I've been on a liquid diet for 2 weeks now, I'm not doing well at all, trying to avoid going into hospital every day has become my life day in day out, it's affecting mine and my family's life.
We were both forced to stop working. Ray was first 3 year's ago, he had to stop working to become Lilly's (our Autistic daughter who's unable to walk or talk and has huge behavioural problems) full time carer as I wasn't physically able to left her anymore or be alone with her by myself for to long without support.
I was planned on going full time I was training to become a duty manager at work and was doing so well until I hit a brickwall (that's what it felt like anyway) my health started going down hill, first I thought it was my back, but after being rushed to hospital countless amounts of times getting my gallbladder removed and many many many tests it felt long a life time being away from my family.
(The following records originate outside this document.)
PR #1195, opened 2022-10-12
IGNITE-17816:Sort out and merge Calcite tickets to Ignite 3.0 (step 7)

ygerzhedovich:
IGNITE-16443 Fix nulls processing in search rows - Fixes #9792.
Signed-off-by: Aleksey Plekhanov <plehanov.alex@gmail.com>


modules/sql-engine/src/main/java/org/apache/ignite/internal/sql/engine/SqlQueryProcessor.java
```diff
@@ -92,6 +92,11 @@
 public class SqlQueryProcessor implements QueryProcessor {
     private static final IgniteLogger LOG = Loggers.forClass(SqlQueryProcessor.class);
 
+    /**
+     * Default planner timeout, in ms.
+     */
+    private static final long PLANNER_TIMEOUT = 15000L;
```
AMashenkov, line 98:
```suggestion
    /** Default planner timeout, in ms. */
    private static final long PLANNER_TIMEOUT = 15000L;
```
Do we plan to make it configurable?

ygerzhedovich: yes, we have a separate ticket for that purpose

AMashenkov (approved):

I finally found out I have a rear syndrome called Superior Mesenteric Artery Syndrome 0.013 % of people in the world have this horrible debilitating syndrome. We are warrior, fight every day to make this next day better, but some of us are really struggling.
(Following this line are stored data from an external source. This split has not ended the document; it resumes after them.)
PR #1198, opened 2022-10-12
IGNITE-17881 OrderingFuture should notify dependents asynchronously

rpuch:
https://issues.apache.org/jira/browse/IGNITE-17881

### DIFF
--- a/modules/core/src/main/java/org/apache/ignite/internal/future/OrderingFuture.java
+++ b/modules/core/src/main/java/org/apache/ignite/internal/future/OrderingFuture.java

As some of you may remember I had surgery in July 2017 Duodenojejunostomy open surgery to bypass my Superior Mesenteric Artery, if I knew then what I know now, I NEVER WOULD HAVE WENT THROUGH IT, everyone is different but unfortunately for me I am most likely suffering from scar tissue build ups (here's hoping) I'm waiting for an endoscopy in the next month to find out if this is the case or not.
But at the moment, I'm on a liquid diet, with no job, no extra money coming in other then then our government benefits which we are so so grateful for, but it hard it so very hard the expense are building up and so to are the bills we are struggling so much and the stress is affecting our lives on way we NEVER imagined. Were good people Ray and I we just can't get a break.
My amazing man is doing an amazing job looking after us but, we stress ever day just wondering what the next day will bring. What amount of money we'll have to come up with just so I can live though the day, week and month it's so costly being so sick, I spend over $300 plus a month on Lactulose, Prunelax, Gaviscon, Iberogast, Panadol, Hydralyte, Buscopan, Metamucil, Lady's Multi Vitamin's, Hospital fomual Sustagen none of which are covered by the PBS it's all out of pocket costs that I need to live my life. I hate that I can't work to afford what I need to be able to live. So I'm putting my tail between my legs and asking for us help.